PR #618, opened 2026-09-20
Accept a prompt query parameter on the live transcription route

scriptease:
The multipart transcription route takes a `prompt` field for recognition context, but the live PCM route had no way to pass hotwords. This reads a URL-encoded `prompt` from the query string and forwards it as `text_input` alongside the language, matching the CLI's `--text` behaviour. The `language` parameter is now URL-decoded as well so multi-word values survive.

Changes:
- `app/server/runtime.cpp`: read and decode `prompt` and `language` query params on the live route, pass `prompt` as `text_input`
- `app/server/README.md`: document the `prompt` query parameter
- `docs/community_models/r2t2.md`: note hotword support via `prompt` for R2T2 live transcription

Tested against a local Confucius4-R2T2 server on Apple Silicon (Metal) with domain vocabulary passed via `?prompt=`; terms were recognized that were previously misheard without it.


0xShug0:
@scriptease Thanks! PR merged.

scriptease:
thanks!

PR #624, opened 2026-09-20
fix(voxcpm1): use the stateful streaming decode on Vulkan too

mduka:
Follow-up to #622 for `voxcpm1`, as suggested there.

## Summary

`voxcpm1` does not need the overlap window from #622: it already has a **stateful streaming decode** (`decode_streaming_step` with `AudioVAEStreamingDecodeState`) that carries the AudioVAE decoder's causal-convolution state from one patch to the next. That is the same design OpenBMB moved to in VoxCPM 2.0.3 (OpenBMB/VoxCPM#212). It was only enabled on CPU, CUDA and HIP. On Vulkan `supports_streaming_decode()` returned false and the session fell back to `decode_features(patch, 1)`, which restarts the causal convolutions from zero padding at every 80 ms patch and clicks at the seams, the defect #620 describes for `voxcpm2`.

## Change

1. `supports_streaming_decode()` adds Vulkan. The stateful graph runs the same decoder ops as the offline graph; its state handling adds only concat, view/cont and backend tensor copies, and it runs unchanged on Vulkan (see below). Metal is untested and stays on the per-patch fallback; the docs entry says so.
2. Lifecycle of the streaming graph (second and third commit). The graph is built against the tensors of the request-local `AudioVAEStreamingDecodeState`, but it lived in the decoder object: neither `~Impl()` nor `release_runtime_memory()` dropped it, so its allocation leaked when the decoder was destroyed, stayed allocated between requests, and referenced the freed state until the next request rebuilt it. Now `release_streaming_decoder_graph()` runs in both, and `run_streaming_request` declares `streaming_state` before its request-scoped release guard, so on scope exit the guard's `decoder_->release_runtime_memory()` drops the graph first and the state is destroyed after it, on return and on exceptions. No extra guard or API. Pre-existing on CPU / CUDA / HIP; fixed here because this PR widens its reach.

`community_models/voxcpm1` plus its docs page only. 4 files.

## Validation

**Build**

```
cmake -S . -B build -G Ninja \
  -DCMAKE_BUILD_TYPE=RelWithDebInfo -DGGML_VULKAN=ON -DGGML_NATIVE=ON \
  -DBUILD_SHARED_LIBS=OFF -DAUDIOCPP_MODEL_SET=full \
  -DAUDIOCPP_BUILD_NATIVE_MODEL_MANAGER=ON -DAUDIOCPP_BUILD_SERVER_FRONTENDS=OFF
cmake --build build -j16
```

**Run.** Package `voxcpm1_0_5b_q8_0` (`voxcpm-0.5b-q8_0-audiovae-f16.gguf`, 16 kHz), backend **Vulkan** (AMD Strix Halo, gfx1151), served through `audiocpp_server` with one streaming and one offline model id on the same weights (`retry_badcase=false` on the streaming id). Plain English text, no reference voice, `seed` 7, `temperature` 0.7, 10.96 s of audio, 136 patch boundaries (1 280 samples = 80 ms each). Same method as #620: streaming WAV against offline WAV of the same fixed-seed features, so every difference is the decoder. First audio from the SSE stream (`speech.audio.done` timing).

| | max deviation | samples off by > 0.01 | boundary steps > 0.1 | RTF | first audio |
|---|---|---|---|---|---|
| before (Vulkan fell back to per-patch decode) | 0.7076 | 47.1 % | 28 of 136 | 0.38 | 90 ms |
| **after (stateful decode on Vulkan)** | **0.0012** | **0.0 %** | **2 of 136** | **0.40** | **90 ms** |

The offline reference itself has two natural steps > 0.1 on the grid, so 2 of 136 is the floor. Offline RTF 0.31–0.32 in both runs. Same audio length in all runs (175 360 samples). Re-measured after the lifecycle changes (third commit): max deviation 0.0012, 0.0 %, 2 of 136, RTF 0.37, first audio 90 ms; five further back-to-back streaming requests on the same session and a CLI streaming run (exercises the destructor path) completed normally.

**Voice clone** (`--voice-ref assets/resources/b.wav` with its transcript, CLI, `--mode streaming` vs `--mode offline`, 7.20 s, 89 boundaries): boundary steps 3 of 89, equal to the offline reference; deviation 0.0022 from the second patch on. The first patch deviates by up to 0.0225 because the streaming state starts from zero rather than from the prompt latents (the offline path decodes the prompt's last patches as context). That is inherent to the existing stateful design and also how the upstream `StreamingVAEDecoder` starts; not changed here.

Backends tested: **Vulkan** (this change) and, for the unchanged behaviour, nothing else. CPU / CUDA / HIP already used this path before. Metal untested.

## Note for `voxcpm2`

With the stateful path confirmed on Vulkan, the natural next step for `voxcpm2` is to port this decoder from `voxcpm1` (the two AudioVAE implementations share the block structure) and retire the overlap window from #622 / #623. That is a larger change and will come as its own PR with before/after numbers.


mduka:
Pushed a second commit: the streaming decode graph is now released together with the request-local state it was built against (`~Impl()`, `release_runtime_memory()`, and at request end in `run_streaming_request`). Before, it leaked on decoder destruction, stayed allocated between requests, and pointed into the freed state until the next request rebuilt it. Pre-existing on CPU / CUDA / HIP, fixed here because this PR widens its reach. Wording in the comment and docs tightened (same decoder ops as offline, Metal untested rather than measured, boundaries "closely" match). Re-measured, numbers in the description.

mduka:
Correction: the second commit as first pushed did not compile (the new public wrapper called a private `Impl` member), which is what the Linux CPU, macOS and Windows checks caught. My local incremental build had failed silently and the numbers I quoted in the previous comment came from the first commit's binary. Amended in place: the wrapper now goes through a public `Impl::release_streaming_decode_graph()`. Rebuilt and re-measured with the amended commit on Vulkan: max deviation 0.0012, 0.0 % of samples off by more than 0.01, boundary steps 2 of 136, RTF 0.37, first audio 92 ms; five back-to-back streaming requests and a CLI streaming run through the destructor path completed normally. The description carries the corrected numbers.

mduka:
Third commit, a simplification with no behaviour change: `streaming_state` is now declared before the request-scoped release guard in `run_streaming_request`. On scope exit the guard's `decoder_->release_runtime_memory()` drops the streaming graph first and the state is destroyed after it, on return and on exceptions. The dedicated guard and the public `release_streaming_decode_graph()` from the second commit are gone; the session no longer needs to know about the decoder's streaming graph. The ordering was already correct before, this only replaces the special construction with the existing cleanup chain. Rebuilt (Debug CPU and Vulkan RelWithDebInfo) and re-measured on Vulkan: max deviation 0.0012, 0.0 %, boundary steps 2 of 136, RTF 0.37, first audio 90 ms; repeated streaming requests and the CLI destructor path clean.

0xShug0:
Merged! Thanks!

PR #626, opened 2026-09-20
kokoro_tts: report the durations it already predicts as word timings

christopherthompson81:
`kokoro_tts` reported no timings — `supports_timestamps` false, `word_timestamps`
empty — so a caller following the audio with a highlight had to spread words
across the buffer by a proxy for length.

The numbers were already there. Kokoro predicts a per-token frame count before the
decoder runs and `expand_tc_by_durations` upsamples the encoder features by exactly
those counts, so a token's share of the output is what the decoder was driven with
rather than an estimate. `PredictorOutputs::durations` sits in the chunk loop beside
`input.input_ids` and the decoded audio — everything needed to say where each spoken
unit landed. **No ABI change**: `TaskResult::word_timestamps` and
`audiocpp_result_word()` already exist and were simply never populated by this family.

## The unit is a phoneme group, not a written word

The label carries the group's phonemes, deliberately. Nothing in this family maps
tokens back to input text: `build_kokoro_synthesis_input` keeps a phoneme string and
ids and no span, and on the supplied-phoneme path (#577) there is no text being
spoken at all. A group — a run between the space tokens Kokoro's vocabulary carries —
is one spoken word on both paths, since eSpeak separates words with a space and a
caller's stream does the same.

A caller whose own G2P produced the stream knows which of its words became which
group and can join the two; one that does not still gets the boundaries. Threading a
word map through eSpeak would be a much larger change and is not needed for either.

Rejected alternatives: per-token timings (~500 entries per chunk, and every caller
would group them the same way), and zipping groups onto the text's whitespace words
on the text path (breaks exactly where it matters — numbers and abbreviations that
expand to several groups).

## `word_timestamps` had to become a TTS capability

It was allowed for `asr` and `align` only, so the spec validator rejected it under
`tts` and `capabilities_from_spec` could never see it. A family whose architecture
predicts durations before vocoding knows where each unit lands — Kokoro does, and so
does anything FastSpeech-shaped — so the token is admitted for the task rather than
worked around. That is the one shared-table change here and the part most worth a
second opinion.

## Details for review

- **The frames→samples scale comes from the chunk's own audio**, not an assumed hop
  length, so it survives a change to the decoder's upsampling ratio and absorbs the
  rounding when a chunk's sample count is not an exact multiple of its frame count.
  Chunks are offset by the audio already merged, so a list of supplied phoneme entries
  produces one continuous timeline.
- **A duration/token count mismatch throws.** It is an internal invariant — the same
  graph produces and consumes them — and timings that look right while pointing at the
  wrong audio are worse than no timings.
- **Confidence stays 0.** The model does not score its own duration prediction and any
  number here would be read as one.

## ⚠ An installed package will still report false

Capabilities are read from the package's embedded schema-v1 contract, and the published
`kokoro-82m-q8_0.gguf` predates this, so `supports_timestamps` stays false until the
package is regenerated. Same position #577 was in, where the answer was to relax the
*validation copy*. That reasoning does not obviously transfer: a stale capability is not
a hard failure, it reads false and a caller falls back. **Flagging rather than deciding
it** — happy to add the equivalent relaxation if you would prefer the runtime's contract
to win for capabilities.

Separately, and not part of this PR: regenerating the package does not currently work.
`audiocpp_gguf --input … --model-spec … --overwrite` reports `embedded_sidecars=true` and
writes a package whose sidecar manifest has no payloads — zero voices extract, and loading
fails on `voices/zm_yunxia.bin`. Reproduced from two source packages and with `--root`
pointing at a tree that contains the file. Same shape as what #579 fixed once. I can open
that as its own issue.

## Verification

Against the ONNX Kokoro — the same model on a different runtime — over the same text with
the same supplied phonemes. Both joined to source words the same way, and word starts
compared as a fraction of each engine's own duration, since the buffers differ slightly in
length:

```
[0] The button was forgotten on the cotton coat.          8 groups   worst 0.00%
[1] She read the schedule aloud at a quarter past three.  10 groups  worst 0.76%
[2] Uranium and aluminium are both elements.              6 groups   worst 0.76%
[3] A quarter of the students answered correctly.         7 groups   worst 0.76%
[4] The harbour was quiet this morning.                   6 groups   worst 0.76%

rows=37  mismatched sentences=0  worst word-start delta=0.76% of duration
```

Sentence [0] is exact. The worst disagreement anywhere is ~18 ms on a 2.4 s utterance,
and where the totals differ the word starts still agree as fractions — so the difference
is in the vocoder's output length, not the alignment. Two independent implementations
landing on the same answer is not something a bug in either would produce.

Driven through the C ABI on CUDA (RTX 3090, sm_86) with `--model-spec-override`, since the
installed package's contract predates the capability.

https://claude.ai/code/session_01KfTCTjC7FTnNm3aS2zszKE


christopherthompson81:
Self-reviewed at `high` before asking anyone else to read it; six findings, four needed code. Pushed as `7024d162` and `1a567ece`.

**The one that mattered: the schema change broke an existing unit test and I had not run it.**
`typed_rejects_unknown_capability` feeds `"capabilities": {"tts": ["word_timestamps"]}` and asserts the validator rejects it — its comment reads *"ASR timestamp capabilities cannot be attached to TTS"*, which is precisely the rule this PR reverses. Confirmed red on the original commit:

```
model_spec_system_test failed: typed_rejects_unknown_capability
  should reject with: unknown capability 'word_timestamps'
```

The negative case now uses `partial_results` (still genuinely ASR-only) so the test keeps testing that capability values are typed per task, and a positive case asserts a `tts` spec declaring `word_timestamps` validates. That needed an `expect_accepts` helper — only `expect_rejects` existed, which is why widening the set had nothing to trip over.

**A punctuation-only group was reported as a word.** The G2P spaces a mark that followed a space in the source, so the opening quote in `She said "hello" loudly.` became its own group — four words, five groups — and a caller joining words to groups in order is one out from there to the end of the chunk. Measured, text path, `af_heart`:

```
before:  words=4 groups=5  [ʃi | sˈɛd | “ | həlˈO” | lˈWdli.]
after:   words=4 groups=4  [ʃi | sˈɛd | həlˈO” | lˈWdli.]
before:  words=5 groups=5  [hi | pˈɔzd | — | ðˈɛn | lˈɛft.]
after:   words=5 groups=4  [hi | pˈɔzd | ðˈɛn | lˈɛft.]
```

Skipped now; the frames are still consumed so the next group starts after the pause rather than on top of it.

**The token/duration check threw.** Wrong severity: the audio is the product and an empty word list is a state every caller already handles, so a defect in a supplementary feature should not cost the render. It reports nothing and traces `kokoro.word_timings_token_mismatch`. The invariant does hold by construction (`predictor.cpp:734`, `:778`), so it was dead code that could only ever fire after a later refactor — i.e. exactly when losing the audio would be most surprising.

**None of it was testable.** `append_kokoro_word_timings` was in an anonymous namespace. Declared in the header, narrowed to take the vocabulary rather than the whole `KokoroAssets`, and given `tests/unittests/test_kokoro_word_timings.cpp` — pad/space boundaries, duration-proportional spans, the cross-chunk offset, both punctuation cases, and the three degenerate inputs. The punctuation case is there because it is the finding a test would have caught and there was none.

**Two I did not change**, and documented instead:

- A sentence-final mark's pause falls inside the last word's span. Fair point that a highlighter keeps that word lit through the silence — but ending the group at the last non-punctuation token would make this engine disagree with the reference implementation and with the ONNX path at every comma. Stated in `docs/models/kokoro_tts.md` rather than changed; happy to flip it if you would rather.
- The capability/report inconsistency against a published package — still the open question above. It is at least no longer silent: the docs state it, and I have documented that `--words-out`'s stdout `word_timestamps=` line is new for TTS runs, since that is a visible change for existing CLI users.

`ctest` 37/37. Cross-engine agreement, speaking rate (0.75/1.0/1.5) and the multi-chunk offset all re-verified after the grouping change — 37 word rows at worst 0.76% delta, and 260 groups across 5 merged entries monotonic and ending at 100.0% of the buffer.

0xShug0:
@christopherthompson81 I'll check the PR later. will be AFK for a few hours...

0xShug0:
@christopherthompson81 I don’t think the PR should make a global schema change, given that it applies only to Kokoro and the returned data is not general --- it's Kokoro-specific phoneme alignment semantics. Since no other TTS models currently need this, it is unclear what the appropriate normalization/contract should be. So it would be better to keep phoneme-group timing output local to Kokoro instead of exposing it as the generic global `word_timestamps` capability.

BTW `--words-out` automatically injects `return_timestamps=true`, so there should be a compatibility layer for the distributed GGUFs; otherwise, it will throw `unknown Kokoro TTS request option: return_timestamps`.

christopherthompson81:
Both taken, and the second one turned out to be worse than reported. Pushed as `58d0b13d`, rebased onto current `main`.

## The schema change is gone

`src/framework/model_spec/schema.cpp` and `tests/unittests/test_model_spec_system.cpp` are back to their upstream state — `git diff upstream/main --name-only` no longer lists either, and the spec no longer declares `word_timestamps`. The diff is kokoro files, its own test, docs and the CMake entry for the test.

The feature stays as an opt-in `return_timestamps` request option on `kokoro_tts`'s own spec. That needed nothing shared: `return_timestamps` is already a registered `bool` in the option registry (`src/framework/model_spec/options.cpp:67`), so declaring it is a per-family change. Off by default, and `audiocpp_model_supports_timestamps()` stays 0 for the family — which also disposes of the stale-package question I flagged, since there is no capability to go stale.

## `return_timestamps` — you were right, and it was broader than distributed GGUFs

It threw on **every** package including the repo's own spec, because I never added the option anywhere. `--words-out` was documented in `docs/usage.md` by this PR while being the one way to make it fail:

```
$ audiocpp_cli --task tts --family kokoro_tts --model .../Kokoro-82M-GGUF --backend cpu \
    --language en --text "..." --voice-id af_heart --out out.wav --words-out words.json
audiocpp_cli failed: unknown Kokoro TTS request option: return_timestamps
```

My verification only ever read the stdout `word_timestamps=` line, which needs no flag — so the flag was never once exercised. Fixed by extending the existing #577-shaped relaxation in `validate_request_options` to the key. Re-run against the published `kokoro-82m-q8_0.gguf`, whose embedded contract predates the option: `--words-out` writes the file, no flag reports nothing, and with `--seed` pinned the audio is byte-identical either way.

## A correction to the PR body

The claim that a phoneme group is one spoken word "on both paths" is **false on the text path**, and it supports your point about the semantics rather than just the process. eSpeak-ng merges function words:

| text | words | groups | |
|---|---|---|---|
| The button was forgotten **on the** cotton coat. | 8 | 7 | `ɔnðə` |
| She read the schedule aloud **at a** quarter past three. | 10 | 9 | `æTə` |
| He said it was **in the** box under the table. | 10 | 9 | `ɪnðə` |
| Uranium and aluminium are both elements. | 6 | 6 | — |
| I went to the store and bought a loaf of bread. | 11 | 11 | — |

Three of five ordinary sentences. The cross-engine check that reported 0.76% worst-case agreement ran on the **supplied-phoneme** path, where the caller's own G2P chose the spacing and the question cannot arise — so it agreed on exactly the path where agreement was guaranteed, and said nothing about the other one.

A caller zipping these onto whitespace-split words is therefore right on some sentences and one out for the rest of the chunk on others. That is now the documented reason the option is opt-in and no capability is declared, and it is pinned by `test_merged_function_words_are_one_group` so it cannot quietly come back. `docs/models/kokoro_tts.md` leads with it instead of the old "on ordinary prose it is one spoken word".

## Verification

`ci/run-local.sh linux-cpu` PASSED, 40/40 including the new case. `check_loader_catalog_sync.py` and `model_spec_system_test` both exit 0.

0xShug0:
@christopherthompson81 Thanks, PR Merged! The GGUF update may need to wait.

0xShug0:
@christopherthompson81 GGUFs updated.

PR #627, opened 2026-09-20
ci: run the CI jobs locally, and actually run the unit tests on linux

christopherthompson81:
## Why

This came out of #540. That fix is for a Vulkan shader that compiles to nothing and only surfaces twenty minutes later as an undefined reference at link — a failure that has never reproduced outside CI. Checking any change to it meant pushing and waiting, and `glslc` is not installed on a typical dev box, so the shader path was only ever exercised through stubs.

## What

`ci/run-local.sh` replays the workflow steps in the same base image.

```
ci/run-local.sh                 # list the jobs
ci/run-local.sh linux-vulkan    # one job
ci/run-local.sh linux           # every job whose name starts with "linux"
ci/run-local.sh all
ci/run-local.sh --clean nix     # discard the build trees and the nix store first
```

Docker is the only requirement — nix runs from the `nixos/nix` image, so it does not have to be installed on the host. Build trees live in `build/ci-local-*` (already gitignored) and are reused between runs; the nix store lives in a named volume so a second run does not refetch the closure.

All four jobs verified:

| job | result |
|---|---|
| linux-cpu | passed, 364s |
| linux-vulkan | passed, 430s cold, 122s warm |
| nix-cpu | passed, 401s |
| nix-vulkan | passed, 440s |

`nix-vulkan` is the job that failed on #539, and it passes against #540's branch: 1932 shader symbols declared, every one defined, no undefined generated symbols in the linked binary.

## Second commit: the linux test step was running nothing

`linux-build.yml` has a step named "Build and run unit tests" that ends in `No tests were found!!!`. `ctest` exits 0 on an empty test set, so the job has been green while running no tests.

The suites are gated behind `ENGINE_BUILD_TESTS`, which the Configure step never sets. `mac-build.yml` has the same step word for word and does set it, so this looks like a dropped flag rather than a decision.

Nothing was hiding behind it — 35 tests, all passing, in both the cpu and vulkan configurations, in about 4 seconds. Worth having in place before that stops being true.

## Notes for reviewers

Two things the workflows depend on that are invisible until the steps are run one at a time, both commented in the script:

- `CC`/`CXX` are job-level `env:` in `linux-build.yml`. The Vulkan shader generator is an ExternalProject that configures itself during the *build* step, so setting them only on the configure command fails with `No CMAKE_C_COMPILER could be found`.
- The nix container runs as root against a checkout owned by someone else, so the flake's git input is refused with `repository path '/src' is not owned by current user` until the path is marked safe.

The cmake flags in `run_linux_job` mirror `linux-build.yml` by hand and have a comment saying so; they need updating together.

https://claude.ai/code/session_01TMmMgd5xNGnjsQgybuUiK3


christopherthompson81:
Self-review before marking this ready. The script had the exact failure it exists to catch, so it's worth writing down.

**It reported a pass when a step failed.** The job functions are invoked as `run_linux_job ... || ok=0`, and a shell function on the left of `||` runs with `set -e` suppressed for its entire body. Every step ran regardless of the one before it, and the verdict came from whichever command happened to be last. With a stubbed `docker` that fails only the loader check:

```
--- check_loader_catalog_sync
FAKE: loader catalog desync
... configure, build and test all run anyway ...
================ linux-cpu PASSED (0s)      exit 0
```

Now:

```
--- check_loader_catalog_sync
FAKE: loader catalog desync
================ linux-cpu FAILED (0s)      exit 1
```

A local runner that fails open is worse than no local runner, because it gets trusted.

**It skipped a step the nix job actually has.** `run_nix_job` never ran `check_loader_catalog_sync`, although `nix-build.yml` has that step — and `run_loader_check`'s own comment claimed both workflows run it. A catalog desync passed locally and failed in CI, which is the thing this PR is meant to prevent. It runs in the ubuntu deps image, since `nixos/nix` has no `python3`.

**Four smaller ones**, all fixed in `cdc3a90`:

- `ubuntu_image_with_deps` ended in `echo "$tag"`, so its exit status was the echo's — a failed `docker build` read as success and the caller ran against a tag that didn't exist.
- The build context was the whole repo for a Dockerfile that copies nothing, tarring `.git` and the multi-gigabyte `build/ci-local-*` trees the script itself creates. It's stdin-only now.
- `--clean` didn't touch the deps image, so editing the apt list to mirror a new package in `linux-build.yml` silently kept the stale image.
- `--clean` wiped the nix store inside each job, so `nix-vulkan` refetched the closure `nix-cpu` had just fetched. Both are discarded once now, before any job runs.

Re-verified after the changes against real docker: `linux-cpu` 293s and `nix-cpu` 379s, 35 tests passing, and the nix job now runs the loader check.

0xShug0:
Merged! Thanks.

PR #2854, opened 2026-07-31
test(ci): end-to-end probe for the dependency-review merge-base fix (#2833)

JiRaska:
**Draft, and intended to be CLOSED rather than merged** unless the comment it adds is judged worth keeping on its own. This exists to falsify #2848, which I have so far only verified in pieces.

## Why a probe was needed

Every earlier verification attempt failed for a different reason:

- **#2751** — already MERGED, branch deleted, cannot be rebased.
- **#2843** — touches a manifest and its head has a snapshot, but its merge-base `6a9b9f7c5` landed at 12:14:18Z, **four minutes before** #2837 merged at 12:18:17Z, so that commit has no snapshot. Measured both ways: `base.sha...head` = 1235, `merge-base...head` = 1235.
- **#2848 itself** — touches no manifest, so the gate passes trivially and proves nothing.

## Why this one is decisive

The change is **comment-only**, so the resolved dependency graph is bit-identical to its parent's. That removes the judgement call that made every other candidate weak:

| behaviour | expected entries |
|---|---|
| correct | **0** — nothing changed |
| broken | **1235** — whole head graph reported as additions |

No middle ground to argue about.

Branch point (the expected merge-base): `73c48273d`, a post-#2837 main commit, so it carries a snapshot.

## What each stage tests

1. **Now, with #2848 unmerged and `base.sha == merge-base`** — this exercises the #2837 half only. Expect 0 entries. If it reports 1235, then #2837 did not deliver what it claims and #2848 rests on a false premise.
2. **After main advances and this branch is pushed again**, `base.sha` moves to the new main tip while the merge-base stays at the branch point — they diverge. That is the state that isolates #2848: without it 1235, with it 0.

Stage 2 is the one that actually tests the merge-base change. Stage 1 is a precondition check.

## Cost

One ~11 min fleet resolution, $0 on hosted runners. Worth stating plainly: the comment this PR adds documents exactly that cost, which is the one genuinely reusable thing here.

Refs #2833

### DIFF
--- a/openbank-simulation/build.gradle.kts
+++ b/openbank-simulation/build.gradle.kts
@@ -16,6 +16,12 @@
 // rung. It exercises the domain + application semantics faithfully (built on the real
 // `openbank-libs` primitives — Money, SagaStateMachine); it cannot catch JVM-threading
 // or OS-level non-determinism (that is the deferred Antithesis option).
+//
+// CI note: editing ANY `build.gradle.kts` — including a comment like this one, which
+// changes no dependency at all — matches the `**/build.gradle.kts` path filter in
+// dependency-submission.yml and dependency-review.yml, so it triggers a full ~11 min
+// fleet dependency resolution. That is deliberate (the filter cannot inspect intent),
+// but it means a comment-only touch here is not free. See issue #2833.
 
 plugins {
     alias(libs.plugins.kotlin.jvm)


JiRaska:
## Stage 1 result: PASS

`dependency-review` on this PR concluded **success** with **0 added packages**.

Side by side with the original broken run on #2751, read from the job logs rather than the check conclusion:

| | probe #2854 | #2751 (broken) |
|---|---|---|
| added packages listed | **0** | **1235** |
| `Retry timeout exceeded` | **0** | 1 |
| `snapshots compared for the base SHA (0)...` | 11 | 40 |
| verdict | did not detect any vulnerable packages | **detected vulnerable packages** |

The comment-only change means the graph is bit-identical to its parent's, so 0 is the only correct answer. It got 0.

### The mismatch warning still appears — and that is fine

Worth writing down, because it reads alarming and I initially misread it as the gate passing without doing a diff.

The `base SHA (0) and the head SHA (1)` line appears 11 times, but it is **transient polling output**, not the final state. Timing:

```
base 73c48273d submission:  12:49:52Z -> 13:00:19Z   (10.5 min)
head 09bf5c240 submission:  12:51:18Z -> 12:57:51Z   ( 6.5 min)
dependency-review:          12:58:04Z -> 13:00:19Z
```

The review started after the head snapshot existed but while the base snapshot was still being produced. `retry-on-snapshot-warnings` polled for ~2 min, the base snapshot landed at 13:00:19Z, and the final comparison used it — hence 0 additions and no `Retry timeout exceeded`.

That is exactly the behaviour #2837 was supposed to buy. Before it, the base snapshot would never appear, the retry would exhaust its full 1800 s window, and the action would proceed on an invalid basis — which is precisely what #2751's log shows (`Retry timeout exceeded. Proceeding...`, then 1235 additions).

**So the distinguishing signal is not the warning, it is whether the retry converges.** A future reader debugging this should compare `Retry timeout exceeded` counts, not warning counts.

### What this does NOT prove

`base.sha == merge-base` on this PR (both `73c48273d`), because the branch was cut from main and no further commit landed before the review ran. So this validates **#2837's half only**.

#2848's merge-base change is still unexercised. To isolate it, `base.sha` must diverge from the merge-base: let main advance, push another commit here so the `synchronize` event carries a newer `base.sha`, and re-read the result. Without #2848 that should regress to 1235; with it, stay at 0.

JiRaska:
Closing — this probe did its job and should not be merged.

## What it established

1. **#2837 works end-to-end in a real CI run.** Comment-only manifest change, so the only correct answer was 0 added packages, and that is what the run produced (vs 1235 on #2751's broken run). No `Retry timeout exceeded`.
2. **The distinguishing signal is retry convergence, not the warning.** The `base SHA (0) and head SHA (1)` line still appears 11× as transient polling output while the base snapshot is being produced (~10 min after its main commit lands). Judging by that warning is misleading — I misread it that way myself. Compare `Retry timeout exceeded` counts instead.
3. **`pull_request.base.sha` is frozen at PR creation.** Pushing an empty commit did NOT move it off `73c48273d` across the `synchronize` event, confirming the behaviour documented for #481 × #524. Consequence: for a freshly-cut branch `base.sha` equals the merge-base permanently, so this probe structurally could not isolate #2848 — which is why #2862 exists, branching from an older commit so the divergence is built in at creation time.

Point 3 is the one worth carrying forward: it means #2848's value scales with how long a PR has been open. On a branch cut minutes ago it changes nothing; on a long-lived branch `base.sha` is arbitrarily far from the merge-base.

## Not merging

The one reusable artefact here is the comment noting that editing any `build.gradle.kts` — even a comment — triggers a ~11 min fleet resolution. That is true and mildly useful, but not worth a commit on its own; if it is wanted it should land in `CLAUDE.md` or alongside the path filter it describes, not buried in one service's build file.

Follow-up measurement continues on #2862. Refs #2833.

== == ==

_ACTIVITY_. Your task for the entries above: copy exactly the span starting with the line with "package is regenerated." and going on through the line with "a hard failure, it", both lines included, and nothing else.

_SOLUTION_.
package is regenerated. Same position #577 was in, where the answer was to relax the
*validation copy*. That reasoning does not obviously transfer: a stale capability is not
a hard failure, it reads false and a caller falls back. **Flagging rather than deciding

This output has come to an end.